Second benchmark edition shows major gains in open-ended compliance work, shifting the focus from model choice to real-world deployment.
AI has crossed a practical threshold in compliance & ethics. The EQS AI Benchmark Volume 2 shows that the latest generation of AI models not only improves performance, but can now reliably handle multi-step compliance workflows – a capability that was out of reach just six months ago.
Building on the first volume published in October 2025. EQS Group tested four newly released frontier AI models on the same set of 120 real-world compliance tasks. The updated benchmark, created in collaboration with the German association Berufsverband der Compliance Manager e.V. (BCM), now compares a total of ten leading models, providing a direct view of how the latest generation performs against last year’s frontier.
Frontier models converge at the top
In Volume 2. OpenAI’s GPT-5.4 now leads the benchmark with a score of 87.6%, closely followed by Google’s Gemini 3.1 Pro (87.4%) and Anthropic’s Claude Opus 4.6 (86.1%). The leading models are now separated by little more than one percentage point. This clustering signals a clear shift: while performance gains continue, leading models are approaching a practical ceiling for general compliance tasks, making deployment strategy more important than marginal differences in model capability.

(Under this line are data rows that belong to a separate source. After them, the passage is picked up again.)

PR #3481, opened 2021-06-07
silx.gui: Prepare for Qt6 support

t20100:
This PR prepares for Qt6 support by changing implementation for obsolete/inconsistent features that does not require Qt6 specific code:

- `QAction.setMenu` is obsolete in Qt6, so when it is used, `QAction` needs to be replaced with `QMenu` or `QToolButton`.
- `QColor.getRgbF` is not exactly consistent across Qt5 and Qt6 (precision, rounding change?), so use `QColor.getRgb` instead

Related to #3432

### DIFF
--- a/src/silx/app/view/Viewer.py
+++ b/src/silx/app/view/Viewer.py
@@ -1,6 +1,6 @@
 # coding: utf-8
 # /*##########################################################################
-# Copyright (C) 2016-2020 European Synchrotron Radiation Facility
+# Copyright (C) 2016-2021 European Synchrotron Radiation Facility
 #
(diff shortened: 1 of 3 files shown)


vallsv:
DId you found a "how to convert from Qt5 to Qt6"? The menu/action sounds weird, i would be happy to have an explanation.

t20100:
This is not in "how to convert from Qt5 to Qt6", but `QAction.setMenu` is obsolete in Qt6: https://doc.qt.io/qt-6/qaction-obsolete.html
Here is an explanation: https://doc.qt.io/qt-6/widgets-changes-qt6.html#qaction-qactiongroup

Anyway, it is not available from `PySide6`.

PR #3484, opened 2021-06-08
silx.gui: Prepare for Qt6 support (follow-up)

t20100:
This PR prepares for Qt6 support by changing implementation for obsolete/inconsistent features that does not require Qt6 specific code, completes PR #3481:

`QAction.setMenu` is obsolete in Qt6, so when it is used, `QAction` needs to be replaced with `QMenu` or `QToolButton`.

This 2 fixes were not highlighted by tests.

Related to #3432


t20100:
Rebased to use `pytest`. Ready for review.

PR #3486, opened 2021-06-09
silx.gui: Renamed `exec_` methods to `exec` for compatibility with Qt6

t20100:
This makes PyQt5/PySide2 provide PyQt6/PySide6 API regarding `exec_` -> `exec` renaming:
- It adds necessary `exec` methods to Qt objects providing `exec_` for PyQt5 and PySide2
- It makes use of `exec` throughout silx.
- `exec_` methods in silx are renamed `exec` to be consistent but `exec_` compatibility wrapper are also provided (without deprecation warnings).
- For `FitWidget`, since API allows to provide dialogs (`FitWidget.associateConfigDialog`), here it works with either `exec` (tried first) or `exec_` (as now).

This avoids warnings with PySide6.

Related to #3432


t20100:
Rebased to use`pytest`. Ready for review.

t20100:
Test fixed, ready for review

vallsv:
Sounds good.

COuld you add a test to check that `exec_` still exists in Qt5?

t20100:
- Added some tests for `exec_` and `exec` method availability.
- Also reworked the wrapper: both using lambda function or assigning `<class>.exec = <class>.exec_` failed.

Ready for review.

Note: As opposed to previous attempts, the `exec` method is only available through `silx.gui.qt` and not directly from the binding.

payno:
LGTM

PR #3487, opened 2021-06-11
Supports RGB and RGBA in ImageView

vallsv:
This PR release constraints on `setImage` to allow to set RGB and RGBA images.

Few other places were fixed, like statusbar display, but not much.

Changelog: 
- Added support of RGB and RGBA images to ImageView

### DIFF
--- a/src/silx/gui/plot/ImageView.py
+++ b/src/silx/gui/plot/ImageView.py
@@ -756,7 +756,7 @@ class ImageView(PlotWindow):
 
         data = numpy.array(image, order='C', copy=copy)
         assert data.size != 0
-        assert data.ndim in (2, 3)
+        assert data.ndim == 2 or (data.ndim == 3 and data.shape[2] in (3, 4))
 
         self.addImage(data,
                       legend=self._imageLegend,
--- a/src/silx/gui/plot/ImageView.py
+++ b/src/silx/gui/plot/ImageView.py
@@ -345,7 +345,7 @@ class ImageView(PlotWindow):
     """Minimum size in pixels of the image area."""
 
     # Qt signals
-    valueChanged = qt.Signal(float, float, float)
+    valueChanged = qt.Signal(float, float, object)
     """Signals that the data value under the cursor has changed.
 
     It provides: row, column, data value.
@@ -483,7 +483,7 @@ class ImageView(PlotWindow):
             activeImage = self.getActiveImage()
             if activeImage is not None:
                 data = activeImage.getData(copy=False)
-                height, width = data.shape
+                height, width = data.shape[0:2]
 
                 # Get corresponding coordinate in image
                 origin = activeImage.getOrigin()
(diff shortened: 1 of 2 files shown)


vallsv:
I think it is fine to back port it to 0.15, but it's up to you.

src/silx/gui/plot/ImageView.py
```diff
@@ -821,15 +821,29 @@ def __updateProfileMenu(self):
         self.__profileMenu.addAction(profile.lineAction)
         self.__profileMenu.addAction(profile.clearAction)
 
+    def _formatValueToString(self, value):
+        try:
+            if isinstance(value, numpy.ndarray):
+                if len(value) == 4:
+                    return "RGBA: %i %i %i %i" % (value[0], value[1], value[2], value[3])
```
t20100, line 828: RGBA can also be float in [0, 1], this formatting works for both int and float:

```suggestion
                    return "RGBA: %.3g, %.3g, %.3g, %.3g" % (value[0], value[1], value[2], value[3])
```

I also added `,` separator, to me it makes it easier to parse visually.

src/silx/gui/plot/ImageView.py
```diff
@@ -821,15 +821,29 @@ def __updateProfileMenu(self):
...
+                elif len(value) == 3:
+                    return "RGB: %i %i %i" % (value[0], value[1], value[2])
```
t20100, line 830: Same for RGB:

```suggestion
                    return "RGB: %.3g, %.3g, %.3g" % (value[0], value[1], value[2])
```

src/silx/gui/plot/ImageView.py
```diff
@@ -843,8 +857,8 @@ def setProfileWindowBehavior(self, behavior: str):
     @docstring(ImageView)
     def setImage(self, image, *args, **kwargs):
         if hasattr(image, 'dtype') and hasattr(image, 'shape'):
-            assert len(image.shape) == 2
-            height, width = image.shape
+            assert image.ndim in (2, 3)
```
t20100, line 860: Maybe catch early RGB(A) without the right number of channels:
```suggestion
            assert image.ndim == 2 or (image.ndim == 3 and image.shape[2] in (3, 4))
```

src/silx/gui/plot/ImageView.py
```diff
@@ -756,7 +756,7 @@ def setImage(self, image, origin=(0, 0), scale=(1., 1.),
 
         data = numpy.array(image, order='C', copy=copy)
         assert data.size != 0
-        assert len(data.shape) == 2
+        assert data.ndim in (2, 3)
```
t20100, line 759: Maybe catch early RGB(A) without the right number of channels:
```suggestion
        assert data.ndim == 2 or (data.ndim == 3 and data.shape[2] in (3, 4))
```

t20100 (commented):
I made a few suggestions to support RGBA as float in [0,1] and catch malformed RGB images early.
Else LGTM, I don't see what this PR can break in current API except for the `valueChanged` signal when you load a RGB image, but that's a new feature so it's fine.

PR #1214, opened 2021-04-30
Feature: add a sniff to limit the number of class, trait and interface methods

aadmathijssen:
This PR adds the `SlevomatCodingStandard.Classes.MethodPerClassLimit` sniff which allows the user to limit the number of allowed methods per class, trait, interface or anonymous class. The number of allowed methods can be configured via the `maxMethodCount` property which defaults to `10`.

This sniff can be used as a replacement for the abandoned [`ObjectCalisthenics.Metrics.MethodPerClassLimit`](https://github.com/object-calisthenics/phpcs-calisthenics-rules/blob/master/src/ObjectCalisthenics/Sniffs/Metrics/MethodPerClassLimitSniff.php) sniff. However, that sniff does not support anonymous classes, or functions defined within class methods. Both are supported by the sniff in this PR.

This PR is related to issue #1099.


aadmathijssen:
Hi @kukulich, can you please indicate why this PR is closed? Thanks. Aad

PR #1217, opened 2021-05-03
Fix: resolve false positive in FunctionHelper::isMethod for functions defined within a class method

aadmathijssen:
The helper function `\SlevomatCodingStandard\Helpers\FunctionHelper::isMethod` incorrectly returns `true` for functions that are defined within a class method.

Take the following example:

```php
class Foo
{
    public function classMethod()
    {
        function nonClassMethodFunction()
        {
        }

        return nonClassMethodFunction();
    }
}
```

Here, `FunctionHelper::isMethod` function returns `true` for `classMethod` as well as `nonClassMethodFunction`, while for the latter it should return `false`.

This PR fixes this issue.

### DIFF
--- a/SlevomatCodingStandard/Helpers/FunctionHelper.php
+++ b/SlevomatCodingStandard/Helpers/FunctionHelper.php
@@ -9,6 +9,7 @@ use SlevomatCodingStandard\Helpers\Annotation\ReturnAnnotation;
 use function array_filter;
 use function array_map;
 use function array_merge;
+use function array_pop;
 use function array_reverse;
 use function count;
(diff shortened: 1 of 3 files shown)


kukulich:
Oh, really ugly situation but thanks :)

aadmathijssen:
You're welcome. :-) I would never use this in practice myself, but it seems to be valid PHP.
BTW I found this out while testing #1214, and I was looking for a use of `T_FUNCTION` within a class that was a not a method. It looks like this is the only possible scenario (anonymous functions and closures have different tokens).

PR #1222, opened 2021-05-08
ReferenceUsedNamesOnly: fix requiring use of global names

schlndh:
When allowFullyQualifiedGlobalX is set to false it should require global X to be used. However, this was not the case when used together with non-empty namespacesRequiredToUse.

My use-case for this is that I want to require using my project's namespace and the global namespace.

### DIFF
--- a/SlevomatCodingStandard/Sniffs/Namespaces/ReferenceUsedNamesOnlySniff.php
+++ b/SlevomatCodingStandard/Sniffs/Namespaces/ReferenceUsedNamesOnlySniff.php
@@ -242,7 +242,7 @@ class ReferenceUsedNamesOnlySniff implements Sniff
 			}
 
 			if ($isFullyQualified || $isGlobalFunctionFallback || $isGlobalConstantFallback) {
-				if ($isFullyQualified && !$this->isRequiredToBeUsed($name)) {
+				if ($isFullyQualified && !$this->isRequiredToBeUsed($reference)) {
 					continue;
 				}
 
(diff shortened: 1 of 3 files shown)


kukulich:
I think there are other sniffs that do this.

schlndh:
@kukulich I skimmed through the list of sniffs in README and haven't found any. In either case, the behavior of `ReferenceUsedNamesOnlySniff` is a bit unfortunate

> namespacesRequiredToUse: if not set, all namespaces are required to be used. When set, only mentioned namespaces are required to be used. Useful in tandem with UseOnlyWhitelistedNamespaces sniff.
> allowFullyQualifiedGlobalClasses: allows using fully qualified classes from global space (i.e. \DateTimeImmutable).

Let's go through the possibilities:

- `namespacesRequiredToUse = []`, `allowFullyQualifiedGlobalClasses = false`: Everything is required to be used. This is the default and it works as expected.
- `namespacesRequiredToUse = []`, `allowFullyQualifiedGlobalClasses = true`: Everything but classes in the global namespace is required to be used.
- `namespacesRequiredToUse = ['Foo']`, `allowFullyQualifiedGlobalClasses = false`: Only stuff from `Foo` is required to be used. I would expect that global classes must be used as well, however it seems that in this case the option is ignored.
- `namespacesRequiredToUse = ['Foo']`, `allowFullyQualifiedGlobalClasses = true`: Only stuff from `Foo` is required to be used.

Currently, the behavior of the last 2 possibilites is the same. It seems to me that my suggestion enhances the capabilities of the sniff. It was not possible to use a non-empty namespacesRequiredToUse AND require global classes to be used at the same time. Unfortunately, since false is the default for `allowFullyQualifiedGlobal*` projects that use the sniff with a non-empty namespacesRequiredToUse and did not want to require using stuff from global namespace would have to change the settings to true.

kukulich:
You're probably looking for:

- `UseOnlyWhitelistedNamespacesSniff`
- `FullyQualifiedGlobalConstantsSniff`
- `FullyQualifiedGlobalFunctions`

Yes, it's little complicated. Some options were added earlier, some later - it's not intuitive sometimes. I'll be refactored in next major version.

schlndh:
@kukulich I don't think those sniffs address my problem. I'm trying to setup a rule like this:

- Everything from namespace `Foo` must be used.
- Everything from the global namespace must be used. `FullyQualifiedGlobal*Sniff` is not useful here because they do the "opposite".
- Everything else may or may not be used depending on the situation. This rules out `UseOnlyWhitelistedNamespacesSniff`.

Biggest gains in open-ended compliance work
The most meaningful improvements are seen in open-ended tasks such as drafting reports, policies, or investigation plans – tasks that closely mirror the work compliance teams deliver to internal stakeholders, management, and regulators. Across all vendors, performance in these tasks increased significantly, with improvements of up to +17-18 percentage points compared to the first report, moving outputs from “usable with heavy editing” to “usable with light review.”
Agentic compliance workflows cross a key threshold
The most important finding of the benchmark lies beyond individual task performance: AI models are now approaching the capability needed to support multi-step compliance workflows end-to-end. In a simulated Conflict of Interest process – covering classification, risk assessment, review routing, and mitigation – a single frontier model (GPT-5.4) achieved above 90% performance across each individual workflow step. While the benchmark did not test a fully connected agentic workflow, the results indicate that such workflows are becoming significantly more feasible than they were just six months ago.
“The benchmark shows how quickly AI is becoming a real driver of innovation in Compliance”, said Dr. Martin Benda, President of BCM. “The opportunity now is to translate these capabilities into practical applications – in a way that strengthens both effectiveness and responsible oversight.”
“Six months ago, the question was whether AI could support real compliance work. Today, the question is how we design workflows around it,” said Moritz Homann, Head of AI at EQS Group. “Agentic compliance is no longer a question of feasibility, but of design, especially where to place the right human oversight. The latest models are strong enough to handle multi-step processes, but the real differentiator is the context around them: the tools and checkpoints that make AI reliable in practice.”